__Records supplied__
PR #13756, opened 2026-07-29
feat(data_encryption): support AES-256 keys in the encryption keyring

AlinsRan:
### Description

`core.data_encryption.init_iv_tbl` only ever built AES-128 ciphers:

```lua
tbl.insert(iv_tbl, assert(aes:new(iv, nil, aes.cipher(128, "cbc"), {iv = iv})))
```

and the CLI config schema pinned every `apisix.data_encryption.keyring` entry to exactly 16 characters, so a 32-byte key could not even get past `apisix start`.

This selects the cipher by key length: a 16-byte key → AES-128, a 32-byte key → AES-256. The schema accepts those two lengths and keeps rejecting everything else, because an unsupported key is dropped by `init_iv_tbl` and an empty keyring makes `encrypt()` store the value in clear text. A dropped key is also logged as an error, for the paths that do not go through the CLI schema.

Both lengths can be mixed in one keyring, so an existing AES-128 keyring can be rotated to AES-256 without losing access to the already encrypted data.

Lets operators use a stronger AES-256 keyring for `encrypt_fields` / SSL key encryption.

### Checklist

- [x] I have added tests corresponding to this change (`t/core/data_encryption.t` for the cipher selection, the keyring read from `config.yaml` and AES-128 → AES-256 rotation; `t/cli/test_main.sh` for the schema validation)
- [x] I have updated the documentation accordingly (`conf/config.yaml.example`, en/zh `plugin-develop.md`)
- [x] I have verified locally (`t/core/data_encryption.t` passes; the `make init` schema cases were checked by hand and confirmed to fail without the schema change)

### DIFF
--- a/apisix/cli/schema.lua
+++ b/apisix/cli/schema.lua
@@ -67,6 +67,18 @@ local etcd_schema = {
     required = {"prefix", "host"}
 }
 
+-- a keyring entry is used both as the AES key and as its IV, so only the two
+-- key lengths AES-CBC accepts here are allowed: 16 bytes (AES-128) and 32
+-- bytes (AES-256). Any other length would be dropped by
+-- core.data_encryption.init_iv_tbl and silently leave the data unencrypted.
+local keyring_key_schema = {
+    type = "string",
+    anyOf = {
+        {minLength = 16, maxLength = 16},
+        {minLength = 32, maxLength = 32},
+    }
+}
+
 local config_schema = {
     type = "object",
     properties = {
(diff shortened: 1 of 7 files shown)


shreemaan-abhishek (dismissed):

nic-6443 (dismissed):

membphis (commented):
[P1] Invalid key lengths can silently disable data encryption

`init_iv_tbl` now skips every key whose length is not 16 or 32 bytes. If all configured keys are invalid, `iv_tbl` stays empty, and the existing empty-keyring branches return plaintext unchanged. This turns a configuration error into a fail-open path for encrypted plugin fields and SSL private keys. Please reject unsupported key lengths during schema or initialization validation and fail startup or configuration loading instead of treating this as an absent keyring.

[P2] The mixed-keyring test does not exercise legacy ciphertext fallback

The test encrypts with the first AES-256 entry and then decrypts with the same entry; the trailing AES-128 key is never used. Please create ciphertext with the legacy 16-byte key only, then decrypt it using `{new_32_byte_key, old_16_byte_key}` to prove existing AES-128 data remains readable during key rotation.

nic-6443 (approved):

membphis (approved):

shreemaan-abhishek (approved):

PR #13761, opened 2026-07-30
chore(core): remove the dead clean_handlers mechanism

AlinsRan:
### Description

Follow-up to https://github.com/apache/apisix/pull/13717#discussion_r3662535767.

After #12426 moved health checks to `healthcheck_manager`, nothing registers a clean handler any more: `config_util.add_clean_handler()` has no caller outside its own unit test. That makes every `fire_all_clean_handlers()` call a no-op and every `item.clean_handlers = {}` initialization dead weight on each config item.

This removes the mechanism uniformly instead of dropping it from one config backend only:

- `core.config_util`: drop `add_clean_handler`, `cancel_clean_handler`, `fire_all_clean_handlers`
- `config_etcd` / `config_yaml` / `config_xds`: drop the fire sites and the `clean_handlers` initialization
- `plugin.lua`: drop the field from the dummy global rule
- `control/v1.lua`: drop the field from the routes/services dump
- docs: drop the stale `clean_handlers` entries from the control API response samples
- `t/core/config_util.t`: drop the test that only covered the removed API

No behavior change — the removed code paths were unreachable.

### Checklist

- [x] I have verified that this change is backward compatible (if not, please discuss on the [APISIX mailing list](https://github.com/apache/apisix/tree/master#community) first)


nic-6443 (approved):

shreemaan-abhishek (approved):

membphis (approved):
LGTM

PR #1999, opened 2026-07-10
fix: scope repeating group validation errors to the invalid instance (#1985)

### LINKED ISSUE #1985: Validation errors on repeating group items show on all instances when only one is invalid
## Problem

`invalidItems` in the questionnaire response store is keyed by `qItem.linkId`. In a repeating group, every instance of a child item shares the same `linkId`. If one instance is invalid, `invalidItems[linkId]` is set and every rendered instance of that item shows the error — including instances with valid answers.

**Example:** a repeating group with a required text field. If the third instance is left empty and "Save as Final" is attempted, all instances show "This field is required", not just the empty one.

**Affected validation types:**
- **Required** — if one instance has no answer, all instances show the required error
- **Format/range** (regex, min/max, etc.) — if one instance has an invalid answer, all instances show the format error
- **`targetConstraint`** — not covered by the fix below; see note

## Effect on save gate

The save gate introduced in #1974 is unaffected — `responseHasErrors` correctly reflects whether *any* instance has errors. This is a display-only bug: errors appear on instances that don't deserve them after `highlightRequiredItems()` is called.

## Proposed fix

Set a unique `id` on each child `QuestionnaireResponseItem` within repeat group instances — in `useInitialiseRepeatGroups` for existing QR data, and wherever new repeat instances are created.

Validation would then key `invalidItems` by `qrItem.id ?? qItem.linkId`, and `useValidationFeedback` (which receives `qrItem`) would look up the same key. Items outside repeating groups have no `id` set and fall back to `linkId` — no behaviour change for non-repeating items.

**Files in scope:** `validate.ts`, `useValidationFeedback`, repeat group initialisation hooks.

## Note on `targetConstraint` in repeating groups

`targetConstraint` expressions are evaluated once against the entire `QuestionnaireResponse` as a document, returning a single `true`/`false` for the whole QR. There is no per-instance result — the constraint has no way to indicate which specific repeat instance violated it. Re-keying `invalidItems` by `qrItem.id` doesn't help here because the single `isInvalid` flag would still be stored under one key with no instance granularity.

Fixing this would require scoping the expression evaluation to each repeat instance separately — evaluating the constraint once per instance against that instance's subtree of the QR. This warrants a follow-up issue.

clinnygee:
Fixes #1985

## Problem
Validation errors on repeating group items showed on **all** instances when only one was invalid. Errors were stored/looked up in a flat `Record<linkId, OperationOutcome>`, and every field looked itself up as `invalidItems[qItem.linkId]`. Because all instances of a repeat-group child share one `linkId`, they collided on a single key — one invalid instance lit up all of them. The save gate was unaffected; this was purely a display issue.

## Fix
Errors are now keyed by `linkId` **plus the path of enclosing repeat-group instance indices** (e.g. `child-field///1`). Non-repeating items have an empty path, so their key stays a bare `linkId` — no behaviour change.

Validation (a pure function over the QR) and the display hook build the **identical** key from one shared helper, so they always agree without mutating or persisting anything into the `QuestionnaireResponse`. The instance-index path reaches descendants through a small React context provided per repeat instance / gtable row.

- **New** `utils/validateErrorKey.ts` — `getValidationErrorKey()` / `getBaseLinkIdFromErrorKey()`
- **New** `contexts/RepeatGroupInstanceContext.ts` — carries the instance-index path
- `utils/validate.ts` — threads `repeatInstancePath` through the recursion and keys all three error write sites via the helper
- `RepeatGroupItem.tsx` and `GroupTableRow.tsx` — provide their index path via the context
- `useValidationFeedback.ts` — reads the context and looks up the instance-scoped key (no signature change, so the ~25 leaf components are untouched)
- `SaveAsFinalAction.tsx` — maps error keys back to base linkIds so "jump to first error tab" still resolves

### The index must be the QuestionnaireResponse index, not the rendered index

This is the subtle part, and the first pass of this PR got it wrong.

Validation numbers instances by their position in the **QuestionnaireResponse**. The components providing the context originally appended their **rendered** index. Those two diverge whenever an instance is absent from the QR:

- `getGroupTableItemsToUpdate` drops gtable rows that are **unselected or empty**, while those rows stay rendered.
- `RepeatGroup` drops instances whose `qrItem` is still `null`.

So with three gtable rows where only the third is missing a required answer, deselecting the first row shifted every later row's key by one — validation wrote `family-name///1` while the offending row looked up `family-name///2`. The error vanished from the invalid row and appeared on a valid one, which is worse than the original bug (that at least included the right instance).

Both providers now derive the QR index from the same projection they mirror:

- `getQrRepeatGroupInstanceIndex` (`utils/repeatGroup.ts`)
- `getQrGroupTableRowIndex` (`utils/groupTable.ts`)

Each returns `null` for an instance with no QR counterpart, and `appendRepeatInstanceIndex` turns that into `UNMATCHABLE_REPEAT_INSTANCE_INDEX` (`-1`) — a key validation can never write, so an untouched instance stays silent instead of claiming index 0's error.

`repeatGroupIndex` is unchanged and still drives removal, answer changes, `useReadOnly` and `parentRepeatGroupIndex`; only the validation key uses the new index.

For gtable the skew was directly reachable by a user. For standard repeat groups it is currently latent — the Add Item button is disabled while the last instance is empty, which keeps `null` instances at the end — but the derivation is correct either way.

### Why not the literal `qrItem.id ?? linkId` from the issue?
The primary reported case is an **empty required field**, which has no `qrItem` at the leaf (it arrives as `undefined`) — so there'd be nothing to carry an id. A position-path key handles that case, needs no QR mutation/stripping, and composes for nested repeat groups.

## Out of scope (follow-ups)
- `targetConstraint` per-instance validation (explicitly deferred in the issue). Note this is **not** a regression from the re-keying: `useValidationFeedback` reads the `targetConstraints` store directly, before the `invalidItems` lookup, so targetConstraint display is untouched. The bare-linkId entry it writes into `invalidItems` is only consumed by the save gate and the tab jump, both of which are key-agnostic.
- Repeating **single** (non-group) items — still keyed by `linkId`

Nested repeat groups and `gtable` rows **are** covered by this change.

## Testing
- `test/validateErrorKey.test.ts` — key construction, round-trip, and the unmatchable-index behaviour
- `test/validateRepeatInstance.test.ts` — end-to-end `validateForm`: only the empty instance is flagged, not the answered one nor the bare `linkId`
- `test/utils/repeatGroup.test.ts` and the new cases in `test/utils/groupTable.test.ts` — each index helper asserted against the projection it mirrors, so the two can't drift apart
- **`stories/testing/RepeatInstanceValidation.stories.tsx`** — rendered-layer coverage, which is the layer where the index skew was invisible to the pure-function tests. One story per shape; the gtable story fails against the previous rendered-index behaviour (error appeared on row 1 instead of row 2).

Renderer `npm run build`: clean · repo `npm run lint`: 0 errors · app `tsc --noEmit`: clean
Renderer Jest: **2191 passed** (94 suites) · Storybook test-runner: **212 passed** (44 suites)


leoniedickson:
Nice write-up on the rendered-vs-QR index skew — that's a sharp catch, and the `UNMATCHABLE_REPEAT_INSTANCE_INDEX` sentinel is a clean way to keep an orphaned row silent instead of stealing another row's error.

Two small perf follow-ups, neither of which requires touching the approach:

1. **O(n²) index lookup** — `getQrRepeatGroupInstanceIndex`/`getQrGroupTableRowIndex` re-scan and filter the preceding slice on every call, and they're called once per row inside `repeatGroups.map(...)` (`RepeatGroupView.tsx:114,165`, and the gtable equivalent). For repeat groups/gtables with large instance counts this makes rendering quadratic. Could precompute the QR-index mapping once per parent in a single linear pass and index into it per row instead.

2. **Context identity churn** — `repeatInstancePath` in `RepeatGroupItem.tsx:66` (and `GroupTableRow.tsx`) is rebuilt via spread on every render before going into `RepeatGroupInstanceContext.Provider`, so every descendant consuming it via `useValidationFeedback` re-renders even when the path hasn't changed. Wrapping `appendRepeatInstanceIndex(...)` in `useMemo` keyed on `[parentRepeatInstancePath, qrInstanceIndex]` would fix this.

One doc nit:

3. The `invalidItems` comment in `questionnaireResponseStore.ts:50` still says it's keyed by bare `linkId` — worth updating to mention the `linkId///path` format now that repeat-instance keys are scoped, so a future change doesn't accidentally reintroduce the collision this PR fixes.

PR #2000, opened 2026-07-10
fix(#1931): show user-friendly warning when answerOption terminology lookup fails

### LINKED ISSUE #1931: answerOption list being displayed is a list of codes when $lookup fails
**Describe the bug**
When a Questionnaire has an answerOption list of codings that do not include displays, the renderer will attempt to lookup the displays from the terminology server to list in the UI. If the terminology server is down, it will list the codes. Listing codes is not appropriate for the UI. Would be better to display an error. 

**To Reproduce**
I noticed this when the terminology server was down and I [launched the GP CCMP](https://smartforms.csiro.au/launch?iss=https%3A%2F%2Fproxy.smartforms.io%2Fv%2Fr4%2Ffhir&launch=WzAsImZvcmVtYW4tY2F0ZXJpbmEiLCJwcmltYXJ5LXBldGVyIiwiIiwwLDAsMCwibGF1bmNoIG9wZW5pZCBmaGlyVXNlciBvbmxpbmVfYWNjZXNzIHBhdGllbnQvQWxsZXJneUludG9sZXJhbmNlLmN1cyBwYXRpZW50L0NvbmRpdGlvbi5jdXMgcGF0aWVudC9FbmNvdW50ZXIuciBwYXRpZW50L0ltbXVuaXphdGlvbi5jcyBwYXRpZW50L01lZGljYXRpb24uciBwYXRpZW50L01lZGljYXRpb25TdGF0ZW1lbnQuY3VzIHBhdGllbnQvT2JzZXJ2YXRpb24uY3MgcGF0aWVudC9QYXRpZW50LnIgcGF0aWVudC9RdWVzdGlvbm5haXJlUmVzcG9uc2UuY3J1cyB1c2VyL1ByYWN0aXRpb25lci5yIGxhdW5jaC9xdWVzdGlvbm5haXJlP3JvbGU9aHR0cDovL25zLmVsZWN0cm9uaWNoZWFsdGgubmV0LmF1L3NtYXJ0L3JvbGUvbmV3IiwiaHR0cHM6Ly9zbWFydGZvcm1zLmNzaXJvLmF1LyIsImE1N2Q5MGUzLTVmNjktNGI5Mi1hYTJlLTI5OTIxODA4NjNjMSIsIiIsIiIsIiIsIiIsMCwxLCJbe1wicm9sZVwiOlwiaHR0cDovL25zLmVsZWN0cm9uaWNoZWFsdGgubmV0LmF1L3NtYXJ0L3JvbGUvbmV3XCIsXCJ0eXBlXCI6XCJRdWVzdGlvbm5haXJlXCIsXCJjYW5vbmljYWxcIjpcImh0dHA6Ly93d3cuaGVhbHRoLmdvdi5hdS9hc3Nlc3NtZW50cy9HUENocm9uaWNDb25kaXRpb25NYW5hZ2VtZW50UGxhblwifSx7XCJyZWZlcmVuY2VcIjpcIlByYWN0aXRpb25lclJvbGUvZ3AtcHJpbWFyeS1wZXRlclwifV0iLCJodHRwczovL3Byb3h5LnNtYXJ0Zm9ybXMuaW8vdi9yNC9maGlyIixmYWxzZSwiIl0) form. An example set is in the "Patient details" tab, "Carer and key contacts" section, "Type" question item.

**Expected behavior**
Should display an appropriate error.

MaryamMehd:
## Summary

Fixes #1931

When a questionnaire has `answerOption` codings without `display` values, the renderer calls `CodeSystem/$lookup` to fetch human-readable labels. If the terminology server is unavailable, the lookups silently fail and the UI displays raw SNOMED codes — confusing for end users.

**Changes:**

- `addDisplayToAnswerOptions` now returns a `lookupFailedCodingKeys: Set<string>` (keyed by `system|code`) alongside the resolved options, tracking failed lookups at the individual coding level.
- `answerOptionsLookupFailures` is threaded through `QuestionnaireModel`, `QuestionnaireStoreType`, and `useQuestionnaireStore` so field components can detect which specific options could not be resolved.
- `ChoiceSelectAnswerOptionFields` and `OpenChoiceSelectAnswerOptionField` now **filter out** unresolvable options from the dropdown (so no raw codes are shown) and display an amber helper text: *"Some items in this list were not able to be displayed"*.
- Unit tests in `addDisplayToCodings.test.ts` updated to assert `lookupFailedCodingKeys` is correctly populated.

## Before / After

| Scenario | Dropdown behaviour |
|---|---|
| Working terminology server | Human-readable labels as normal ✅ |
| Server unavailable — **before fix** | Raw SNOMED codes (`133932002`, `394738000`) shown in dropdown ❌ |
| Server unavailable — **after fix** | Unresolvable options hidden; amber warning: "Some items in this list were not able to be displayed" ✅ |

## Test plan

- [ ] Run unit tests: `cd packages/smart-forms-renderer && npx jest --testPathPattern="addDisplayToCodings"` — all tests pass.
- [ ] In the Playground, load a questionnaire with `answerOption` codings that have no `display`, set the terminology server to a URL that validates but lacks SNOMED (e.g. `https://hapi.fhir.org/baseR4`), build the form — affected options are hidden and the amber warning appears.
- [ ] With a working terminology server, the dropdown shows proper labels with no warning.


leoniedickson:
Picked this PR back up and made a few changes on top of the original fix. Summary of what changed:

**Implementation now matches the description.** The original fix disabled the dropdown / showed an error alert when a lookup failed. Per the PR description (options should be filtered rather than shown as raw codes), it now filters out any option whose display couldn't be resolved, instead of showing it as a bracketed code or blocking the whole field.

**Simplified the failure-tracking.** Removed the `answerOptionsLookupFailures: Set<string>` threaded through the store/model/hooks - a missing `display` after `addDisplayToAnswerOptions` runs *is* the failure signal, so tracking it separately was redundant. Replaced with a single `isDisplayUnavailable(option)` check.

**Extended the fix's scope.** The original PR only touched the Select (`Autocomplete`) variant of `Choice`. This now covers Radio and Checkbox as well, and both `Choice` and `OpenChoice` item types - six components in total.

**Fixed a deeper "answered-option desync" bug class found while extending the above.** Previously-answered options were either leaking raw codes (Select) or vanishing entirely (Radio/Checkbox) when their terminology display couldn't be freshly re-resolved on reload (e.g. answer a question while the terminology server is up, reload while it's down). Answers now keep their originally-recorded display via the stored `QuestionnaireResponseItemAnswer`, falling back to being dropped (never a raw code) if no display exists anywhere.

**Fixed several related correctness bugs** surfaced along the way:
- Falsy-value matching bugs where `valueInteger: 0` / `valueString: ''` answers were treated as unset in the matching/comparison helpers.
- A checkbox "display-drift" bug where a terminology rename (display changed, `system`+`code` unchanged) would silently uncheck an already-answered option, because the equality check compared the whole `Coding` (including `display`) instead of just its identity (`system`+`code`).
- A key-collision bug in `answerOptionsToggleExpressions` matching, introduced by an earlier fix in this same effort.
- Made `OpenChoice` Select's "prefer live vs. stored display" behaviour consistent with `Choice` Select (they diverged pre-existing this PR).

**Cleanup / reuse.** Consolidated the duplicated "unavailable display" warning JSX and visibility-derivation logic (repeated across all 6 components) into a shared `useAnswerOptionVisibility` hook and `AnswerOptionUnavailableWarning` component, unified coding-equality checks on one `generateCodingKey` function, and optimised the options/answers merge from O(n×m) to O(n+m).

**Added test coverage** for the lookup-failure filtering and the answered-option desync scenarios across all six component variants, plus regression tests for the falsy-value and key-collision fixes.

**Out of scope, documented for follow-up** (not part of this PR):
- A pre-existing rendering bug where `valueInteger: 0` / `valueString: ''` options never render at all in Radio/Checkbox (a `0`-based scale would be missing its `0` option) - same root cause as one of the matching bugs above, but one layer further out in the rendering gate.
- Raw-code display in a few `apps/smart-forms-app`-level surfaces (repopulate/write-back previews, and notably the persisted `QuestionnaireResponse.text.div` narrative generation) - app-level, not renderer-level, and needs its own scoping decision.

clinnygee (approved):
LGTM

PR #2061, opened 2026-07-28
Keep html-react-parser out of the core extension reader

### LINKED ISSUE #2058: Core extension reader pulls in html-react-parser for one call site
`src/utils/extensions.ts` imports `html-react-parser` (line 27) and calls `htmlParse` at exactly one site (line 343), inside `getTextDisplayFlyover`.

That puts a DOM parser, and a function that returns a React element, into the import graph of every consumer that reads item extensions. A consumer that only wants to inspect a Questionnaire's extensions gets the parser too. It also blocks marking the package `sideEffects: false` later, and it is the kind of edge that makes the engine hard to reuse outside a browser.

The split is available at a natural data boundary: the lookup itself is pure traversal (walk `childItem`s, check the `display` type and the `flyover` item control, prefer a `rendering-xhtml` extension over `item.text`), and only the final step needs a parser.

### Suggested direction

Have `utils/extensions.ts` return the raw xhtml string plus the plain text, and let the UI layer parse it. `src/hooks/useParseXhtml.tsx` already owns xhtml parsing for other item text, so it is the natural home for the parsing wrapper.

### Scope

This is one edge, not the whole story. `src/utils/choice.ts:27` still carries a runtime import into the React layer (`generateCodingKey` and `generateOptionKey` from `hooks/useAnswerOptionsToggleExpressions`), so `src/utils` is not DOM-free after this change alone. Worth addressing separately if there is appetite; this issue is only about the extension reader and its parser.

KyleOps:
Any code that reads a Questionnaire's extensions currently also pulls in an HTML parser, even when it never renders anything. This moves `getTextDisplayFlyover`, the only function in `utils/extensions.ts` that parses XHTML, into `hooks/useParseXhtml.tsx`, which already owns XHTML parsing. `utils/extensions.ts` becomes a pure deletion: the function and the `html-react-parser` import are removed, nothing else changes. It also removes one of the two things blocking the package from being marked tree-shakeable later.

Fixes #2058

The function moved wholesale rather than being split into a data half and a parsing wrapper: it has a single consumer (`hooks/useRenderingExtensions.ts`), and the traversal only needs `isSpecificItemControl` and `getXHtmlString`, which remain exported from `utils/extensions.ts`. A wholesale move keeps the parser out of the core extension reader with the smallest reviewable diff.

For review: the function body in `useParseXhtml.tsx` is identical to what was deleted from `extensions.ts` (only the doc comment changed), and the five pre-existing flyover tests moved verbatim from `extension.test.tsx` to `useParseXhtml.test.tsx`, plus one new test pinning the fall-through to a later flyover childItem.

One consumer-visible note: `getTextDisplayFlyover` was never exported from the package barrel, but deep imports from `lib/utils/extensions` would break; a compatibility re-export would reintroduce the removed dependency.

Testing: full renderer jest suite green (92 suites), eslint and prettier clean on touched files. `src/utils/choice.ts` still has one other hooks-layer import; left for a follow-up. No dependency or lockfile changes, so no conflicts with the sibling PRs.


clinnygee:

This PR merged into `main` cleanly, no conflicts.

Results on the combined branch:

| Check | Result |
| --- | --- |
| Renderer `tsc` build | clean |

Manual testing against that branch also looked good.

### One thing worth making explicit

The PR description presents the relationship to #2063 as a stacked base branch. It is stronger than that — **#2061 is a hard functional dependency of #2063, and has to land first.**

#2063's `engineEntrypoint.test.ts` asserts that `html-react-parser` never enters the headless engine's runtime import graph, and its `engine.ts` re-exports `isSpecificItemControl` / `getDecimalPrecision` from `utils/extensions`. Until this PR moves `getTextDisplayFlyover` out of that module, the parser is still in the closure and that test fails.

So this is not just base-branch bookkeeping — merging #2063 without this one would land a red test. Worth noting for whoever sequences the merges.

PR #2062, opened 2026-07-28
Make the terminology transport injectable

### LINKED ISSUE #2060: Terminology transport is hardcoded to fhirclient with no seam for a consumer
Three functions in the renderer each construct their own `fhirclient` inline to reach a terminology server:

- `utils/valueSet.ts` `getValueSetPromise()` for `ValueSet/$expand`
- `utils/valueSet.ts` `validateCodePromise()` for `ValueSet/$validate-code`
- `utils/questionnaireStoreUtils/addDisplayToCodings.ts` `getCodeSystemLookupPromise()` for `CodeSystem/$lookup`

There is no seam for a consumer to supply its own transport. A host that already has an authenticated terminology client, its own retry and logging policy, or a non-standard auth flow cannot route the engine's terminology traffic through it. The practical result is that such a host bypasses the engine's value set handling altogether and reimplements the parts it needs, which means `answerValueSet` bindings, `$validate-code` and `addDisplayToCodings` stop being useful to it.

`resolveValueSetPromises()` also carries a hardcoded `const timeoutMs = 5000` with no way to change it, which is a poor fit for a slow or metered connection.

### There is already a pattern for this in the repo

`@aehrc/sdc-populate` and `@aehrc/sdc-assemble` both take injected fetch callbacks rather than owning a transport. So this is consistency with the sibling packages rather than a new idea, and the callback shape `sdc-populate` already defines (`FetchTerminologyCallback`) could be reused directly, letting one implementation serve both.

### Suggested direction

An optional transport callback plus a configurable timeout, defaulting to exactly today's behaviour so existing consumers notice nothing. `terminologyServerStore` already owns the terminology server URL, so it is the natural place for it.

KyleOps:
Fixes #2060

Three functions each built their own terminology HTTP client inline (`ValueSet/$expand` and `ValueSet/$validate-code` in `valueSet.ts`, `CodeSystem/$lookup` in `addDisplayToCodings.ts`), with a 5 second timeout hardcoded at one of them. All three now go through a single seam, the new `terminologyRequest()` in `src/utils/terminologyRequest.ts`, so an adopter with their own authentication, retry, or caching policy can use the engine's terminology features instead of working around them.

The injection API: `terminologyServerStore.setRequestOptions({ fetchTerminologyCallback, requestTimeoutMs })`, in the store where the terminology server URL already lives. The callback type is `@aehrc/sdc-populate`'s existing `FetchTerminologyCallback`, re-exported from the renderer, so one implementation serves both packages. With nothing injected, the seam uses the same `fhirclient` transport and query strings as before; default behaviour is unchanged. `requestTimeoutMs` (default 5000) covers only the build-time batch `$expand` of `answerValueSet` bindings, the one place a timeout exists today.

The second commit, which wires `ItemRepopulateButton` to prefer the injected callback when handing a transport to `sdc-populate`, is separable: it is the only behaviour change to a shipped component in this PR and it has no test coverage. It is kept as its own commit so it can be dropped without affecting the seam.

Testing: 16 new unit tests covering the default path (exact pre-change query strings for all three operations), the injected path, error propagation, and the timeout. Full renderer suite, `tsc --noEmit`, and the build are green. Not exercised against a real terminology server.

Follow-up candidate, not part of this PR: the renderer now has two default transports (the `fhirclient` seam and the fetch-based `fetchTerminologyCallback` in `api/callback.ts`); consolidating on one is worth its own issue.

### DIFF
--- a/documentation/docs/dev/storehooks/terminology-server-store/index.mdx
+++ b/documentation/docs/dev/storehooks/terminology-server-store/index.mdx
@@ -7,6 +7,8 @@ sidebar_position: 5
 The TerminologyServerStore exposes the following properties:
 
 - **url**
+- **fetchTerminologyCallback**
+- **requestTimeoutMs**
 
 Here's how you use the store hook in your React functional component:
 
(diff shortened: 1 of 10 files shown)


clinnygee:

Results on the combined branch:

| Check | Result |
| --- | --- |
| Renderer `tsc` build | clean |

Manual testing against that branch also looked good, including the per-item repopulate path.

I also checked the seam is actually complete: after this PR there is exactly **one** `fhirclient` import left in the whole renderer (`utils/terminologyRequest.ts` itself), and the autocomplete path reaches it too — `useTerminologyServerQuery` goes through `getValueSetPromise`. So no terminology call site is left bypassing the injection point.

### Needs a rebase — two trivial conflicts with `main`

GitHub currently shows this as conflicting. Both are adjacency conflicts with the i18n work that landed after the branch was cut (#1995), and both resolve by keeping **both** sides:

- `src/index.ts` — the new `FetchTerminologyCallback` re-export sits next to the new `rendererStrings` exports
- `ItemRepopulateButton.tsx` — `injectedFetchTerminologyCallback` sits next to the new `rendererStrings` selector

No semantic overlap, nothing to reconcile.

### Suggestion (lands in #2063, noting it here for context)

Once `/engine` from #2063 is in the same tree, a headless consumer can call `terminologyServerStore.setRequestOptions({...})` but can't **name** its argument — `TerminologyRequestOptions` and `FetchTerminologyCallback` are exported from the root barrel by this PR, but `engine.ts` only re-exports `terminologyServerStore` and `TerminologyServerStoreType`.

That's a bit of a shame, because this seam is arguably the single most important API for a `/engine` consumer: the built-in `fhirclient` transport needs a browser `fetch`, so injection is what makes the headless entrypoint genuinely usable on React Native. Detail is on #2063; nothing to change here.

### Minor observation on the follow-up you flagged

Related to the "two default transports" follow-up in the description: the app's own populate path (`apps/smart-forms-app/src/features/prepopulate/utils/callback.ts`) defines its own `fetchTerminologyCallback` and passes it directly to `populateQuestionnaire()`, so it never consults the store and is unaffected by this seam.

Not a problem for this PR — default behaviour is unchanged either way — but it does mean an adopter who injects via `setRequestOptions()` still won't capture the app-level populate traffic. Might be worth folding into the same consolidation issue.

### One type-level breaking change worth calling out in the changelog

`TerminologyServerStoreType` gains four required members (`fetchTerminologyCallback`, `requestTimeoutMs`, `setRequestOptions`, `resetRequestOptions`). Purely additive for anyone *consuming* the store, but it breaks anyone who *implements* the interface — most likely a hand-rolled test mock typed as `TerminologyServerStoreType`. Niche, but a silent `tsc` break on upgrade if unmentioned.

__Task to complete__
Take each line of the material above that holds the string "runtime" and copy it.

__Result__
This is one edge, not the whole story. `src/utils/choice.ts:27` still carries a runtime import into the React layer (`generateCodingKey` and `generateOptionKey` from `hooks/useAnswerOptionsToggleExpressions`), so `src/utils` is not DOM-free after this change alone. Worth addressing separately if there is appetite; this issue is only about the extension reader and its parser.
#2063's `engineEntrypoint.test.ts` asserts that `html-react-parser` never enters the headless engine's runtime import graph, and its `engine.ts` re-exports `isSpecificItemControl` / `getDecimalPrecision` from `utils/extensions`. Until this PR moves `getTextDisplayFlyover` out of that module, the parser is still in the closure and that test fails.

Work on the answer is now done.